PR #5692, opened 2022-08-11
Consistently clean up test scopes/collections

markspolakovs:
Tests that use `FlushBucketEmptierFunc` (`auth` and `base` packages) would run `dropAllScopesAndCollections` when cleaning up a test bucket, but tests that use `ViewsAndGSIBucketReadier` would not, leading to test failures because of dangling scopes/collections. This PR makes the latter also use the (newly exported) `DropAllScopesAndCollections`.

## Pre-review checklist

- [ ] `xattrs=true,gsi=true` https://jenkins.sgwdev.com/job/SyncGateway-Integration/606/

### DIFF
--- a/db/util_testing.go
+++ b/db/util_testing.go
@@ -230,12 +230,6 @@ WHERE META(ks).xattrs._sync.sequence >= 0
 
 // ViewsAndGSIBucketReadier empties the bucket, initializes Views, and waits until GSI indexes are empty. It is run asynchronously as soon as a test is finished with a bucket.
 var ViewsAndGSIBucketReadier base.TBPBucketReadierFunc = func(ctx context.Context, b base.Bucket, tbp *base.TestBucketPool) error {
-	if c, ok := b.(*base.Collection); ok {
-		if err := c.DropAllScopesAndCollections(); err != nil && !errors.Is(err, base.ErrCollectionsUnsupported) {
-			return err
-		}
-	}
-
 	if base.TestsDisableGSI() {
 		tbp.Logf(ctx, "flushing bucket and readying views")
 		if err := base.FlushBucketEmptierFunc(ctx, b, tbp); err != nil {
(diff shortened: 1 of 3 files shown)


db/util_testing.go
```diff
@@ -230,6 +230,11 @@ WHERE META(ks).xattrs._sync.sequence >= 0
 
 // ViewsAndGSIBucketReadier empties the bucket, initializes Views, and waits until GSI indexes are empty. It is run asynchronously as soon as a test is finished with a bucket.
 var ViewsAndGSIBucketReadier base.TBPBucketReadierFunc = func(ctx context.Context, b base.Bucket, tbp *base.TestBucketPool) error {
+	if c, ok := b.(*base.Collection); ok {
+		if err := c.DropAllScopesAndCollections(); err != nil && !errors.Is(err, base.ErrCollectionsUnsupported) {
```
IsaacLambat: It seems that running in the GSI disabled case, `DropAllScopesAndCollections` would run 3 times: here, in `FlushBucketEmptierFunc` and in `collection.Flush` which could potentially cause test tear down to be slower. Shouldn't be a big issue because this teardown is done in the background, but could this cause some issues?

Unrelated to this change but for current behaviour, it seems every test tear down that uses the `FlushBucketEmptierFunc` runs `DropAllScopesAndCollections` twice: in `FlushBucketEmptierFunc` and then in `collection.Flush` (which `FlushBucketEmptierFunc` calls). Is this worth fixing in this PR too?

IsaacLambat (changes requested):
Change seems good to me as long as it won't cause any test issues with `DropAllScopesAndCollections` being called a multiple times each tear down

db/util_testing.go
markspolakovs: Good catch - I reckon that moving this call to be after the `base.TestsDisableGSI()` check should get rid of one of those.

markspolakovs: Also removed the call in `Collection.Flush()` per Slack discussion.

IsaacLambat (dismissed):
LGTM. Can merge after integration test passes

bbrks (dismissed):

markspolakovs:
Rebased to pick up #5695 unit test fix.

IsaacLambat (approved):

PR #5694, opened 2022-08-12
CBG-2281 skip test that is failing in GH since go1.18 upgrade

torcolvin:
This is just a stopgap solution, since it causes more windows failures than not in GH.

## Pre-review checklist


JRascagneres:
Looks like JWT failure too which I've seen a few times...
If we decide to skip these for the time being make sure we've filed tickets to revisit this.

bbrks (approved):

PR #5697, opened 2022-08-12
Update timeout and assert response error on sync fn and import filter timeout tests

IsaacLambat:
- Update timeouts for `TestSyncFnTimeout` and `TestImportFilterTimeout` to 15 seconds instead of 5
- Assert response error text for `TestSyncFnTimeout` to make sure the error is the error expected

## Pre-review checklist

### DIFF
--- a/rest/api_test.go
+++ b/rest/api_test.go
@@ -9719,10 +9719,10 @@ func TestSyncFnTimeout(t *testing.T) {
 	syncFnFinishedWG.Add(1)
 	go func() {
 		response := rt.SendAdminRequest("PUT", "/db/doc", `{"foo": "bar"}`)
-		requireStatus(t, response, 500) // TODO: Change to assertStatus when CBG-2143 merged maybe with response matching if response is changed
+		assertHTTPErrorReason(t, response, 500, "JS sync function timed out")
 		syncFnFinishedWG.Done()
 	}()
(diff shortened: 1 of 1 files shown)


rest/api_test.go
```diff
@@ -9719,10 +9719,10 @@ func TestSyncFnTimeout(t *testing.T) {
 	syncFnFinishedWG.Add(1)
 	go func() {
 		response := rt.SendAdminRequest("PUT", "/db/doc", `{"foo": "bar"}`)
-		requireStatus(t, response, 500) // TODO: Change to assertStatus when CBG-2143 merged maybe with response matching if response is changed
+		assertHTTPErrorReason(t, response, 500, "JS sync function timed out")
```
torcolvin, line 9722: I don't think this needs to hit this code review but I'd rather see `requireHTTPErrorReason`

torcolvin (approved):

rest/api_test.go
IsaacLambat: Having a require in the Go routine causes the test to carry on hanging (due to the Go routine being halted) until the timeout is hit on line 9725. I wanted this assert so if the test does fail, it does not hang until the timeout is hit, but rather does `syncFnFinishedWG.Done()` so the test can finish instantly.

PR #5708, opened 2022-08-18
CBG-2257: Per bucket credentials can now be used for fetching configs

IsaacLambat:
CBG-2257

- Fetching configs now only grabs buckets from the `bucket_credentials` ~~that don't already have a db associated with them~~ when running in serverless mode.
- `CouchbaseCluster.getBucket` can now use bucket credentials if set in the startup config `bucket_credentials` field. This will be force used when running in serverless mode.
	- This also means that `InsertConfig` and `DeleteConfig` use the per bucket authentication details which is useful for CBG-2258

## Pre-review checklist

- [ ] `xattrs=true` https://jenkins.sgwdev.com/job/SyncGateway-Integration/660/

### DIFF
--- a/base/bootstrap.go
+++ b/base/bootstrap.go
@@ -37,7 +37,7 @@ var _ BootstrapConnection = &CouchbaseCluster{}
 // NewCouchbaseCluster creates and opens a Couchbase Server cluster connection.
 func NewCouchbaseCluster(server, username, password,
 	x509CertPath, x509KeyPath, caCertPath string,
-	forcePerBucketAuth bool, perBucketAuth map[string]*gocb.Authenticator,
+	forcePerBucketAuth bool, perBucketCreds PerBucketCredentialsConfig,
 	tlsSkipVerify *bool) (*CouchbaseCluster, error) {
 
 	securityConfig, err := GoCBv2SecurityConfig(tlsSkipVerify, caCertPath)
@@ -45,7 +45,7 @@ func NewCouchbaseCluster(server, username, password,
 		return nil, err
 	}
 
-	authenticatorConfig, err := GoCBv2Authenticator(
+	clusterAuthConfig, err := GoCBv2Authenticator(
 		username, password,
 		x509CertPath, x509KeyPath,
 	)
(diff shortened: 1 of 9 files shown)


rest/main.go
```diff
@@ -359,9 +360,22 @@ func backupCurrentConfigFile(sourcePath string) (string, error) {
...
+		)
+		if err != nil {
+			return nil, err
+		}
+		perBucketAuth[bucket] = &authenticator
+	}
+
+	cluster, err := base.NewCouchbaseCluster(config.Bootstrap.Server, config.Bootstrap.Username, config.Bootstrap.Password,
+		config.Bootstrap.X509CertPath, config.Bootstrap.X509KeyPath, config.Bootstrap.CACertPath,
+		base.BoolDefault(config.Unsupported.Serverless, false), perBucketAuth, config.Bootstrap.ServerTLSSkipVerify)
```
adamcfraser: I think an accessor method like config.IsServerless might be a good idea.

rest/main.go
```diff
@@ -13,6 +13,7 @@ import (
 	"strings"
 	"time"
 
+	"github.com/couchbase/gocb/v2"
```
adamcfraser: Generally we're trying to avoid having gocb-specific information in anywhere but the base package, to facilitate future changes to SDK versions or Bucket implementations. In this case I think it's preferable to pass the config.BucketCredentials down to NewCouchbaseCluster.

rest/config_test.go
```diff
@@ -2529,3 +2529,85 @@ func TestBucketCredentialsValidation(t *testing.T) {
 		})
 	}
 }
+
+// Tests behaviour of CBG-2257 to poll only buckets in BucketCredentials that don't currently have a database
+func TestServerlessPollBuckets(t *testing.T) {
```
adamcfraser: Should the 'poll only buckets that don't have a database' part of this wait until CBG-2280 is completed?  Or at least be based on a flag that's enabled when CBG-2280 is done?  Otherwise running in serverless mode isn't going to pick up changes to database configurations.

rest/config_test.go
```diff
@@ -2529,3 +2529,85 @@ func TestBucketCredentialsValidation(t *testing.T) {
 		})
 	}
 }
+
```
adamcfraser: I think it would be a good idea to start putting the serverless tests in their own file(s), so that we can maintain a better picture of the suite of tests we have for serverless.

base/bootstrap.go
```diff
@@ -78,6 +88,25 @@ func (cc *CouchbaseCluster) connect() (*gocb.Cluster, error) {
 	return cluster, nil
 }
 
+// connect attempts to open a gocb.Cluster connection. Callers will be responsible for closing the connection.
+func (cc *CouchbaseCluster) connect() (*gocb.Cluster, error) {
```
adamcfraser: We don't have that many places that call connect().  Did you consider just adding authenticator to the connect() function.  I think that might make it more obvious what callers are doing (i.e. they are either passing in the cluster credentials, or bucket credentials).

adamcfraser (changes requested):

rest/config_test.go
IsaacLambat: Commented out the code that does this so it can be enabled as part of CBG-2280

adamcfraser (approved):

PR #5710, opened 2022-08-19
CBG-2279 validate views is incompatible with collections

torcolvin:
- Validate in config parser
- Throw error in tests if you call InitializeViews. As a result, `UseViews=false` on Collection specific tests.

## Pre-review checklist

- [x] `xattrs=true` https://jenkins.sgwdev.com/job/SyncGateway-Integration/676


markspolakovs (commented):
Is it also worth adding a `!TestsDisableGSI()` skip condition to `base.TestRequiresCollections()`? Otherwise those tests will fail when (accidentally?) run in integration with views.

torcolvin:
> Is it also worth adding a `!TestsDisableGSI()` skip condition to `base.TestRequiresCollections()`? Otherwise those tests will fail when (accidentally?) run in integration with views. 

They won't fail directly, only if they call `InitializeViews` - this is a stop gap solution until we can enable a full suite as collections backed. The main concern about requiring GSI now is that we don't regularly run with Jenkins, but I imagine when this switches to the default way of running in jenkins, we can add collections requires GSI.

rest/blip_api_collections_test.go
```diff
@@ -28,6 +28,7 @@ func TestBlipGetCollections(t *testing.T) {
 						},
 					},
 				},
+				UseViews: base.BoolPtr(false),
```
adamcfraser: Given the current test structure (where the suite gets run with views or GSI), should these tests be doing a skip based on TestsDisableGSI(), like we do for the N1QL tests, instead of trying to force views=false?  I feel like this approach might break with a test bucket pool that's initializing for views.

----------------

Work task | Look above for the line holding "adamcfraser: I think an" and the line holding "PR #5710, opened 2022-08-19", then output exactly those two lines and every line between them, nothing more.

Completed task |
adamcfraser: I think an accessor method like config.IsServerless might be a good idea.

rest/main.go
```diff
@@ -13,6 +13,7 @@ import (
 	"strings"
 	"time"
 
+	"github.com/couchbase/gocb/v2"
```
adamcfraser: Generally we're trying to avoid having gocb-specific information in anywhere but the base package, to facilitate future changes to SDK versions or Bucket implementations. In this case I think it's preferable to pass the config.BucketCredentials down to NewCouchbaseCluster.

rest/config_test.go
```diff
@@ -2529,3 +2529,85 @@ func TestBucketCredentialsValidation(t *testing.T) {
 		})
 	}
 }
+
+// Tests behaviour of CBG-2257 to poll only buckets in BucketCredentials that don't currently have a database
+func TestServerlessPollBuckets(t *testing.T) {
```
adamcfraser: Should the 'poll only buckets that don't have a database' part of this wait until CBG-2280 is completed?  Or at least be based on a flag that's enabled when CBG-2280 is done?  Otherwise running in serverless mode isn't going to pick up changes to database configurations.

rest/config_test.go
```diff
@@ -2529,3 +2529,85 @@ func TestBucketCredentialsValidation(t *testing.T) {
 		})
 	}
 }
+
```
adamcfraser: I think it would be a good idea to start putting the serverless tests in their own file(s), so that we can maintain a better picture of the suite of tests we have for serverless.

base/bootstrap.go
```diff
@@ -78,6 +88,25 @@ func (cc *CouchbaseCluster) connect() (*gocb.Cluster, error) {
 	return cluster, nil
 }
 
+// connect attempts to open a gocb.Cluster connection. Callers will be responsible for closing the connection.
+func (cc *CouchbaseCluster) connect() (*gocb.Cluster, error) {
```
adamcfraser: We don't have that many places that call connect().  Did you consider just adding authenticator to the connect() function.  I think that might make it more obvious what callers are doing (i.e. they are either passing in the cluster credentials, or bucket credentials).

adamcfraser (changes requested):

rest/config_test.go
IsaacLambat: Commented out the code that does this so it can be enabled as part of CBG-2280

adamcfraser (approved):

PR #5710, opened 2022-08-19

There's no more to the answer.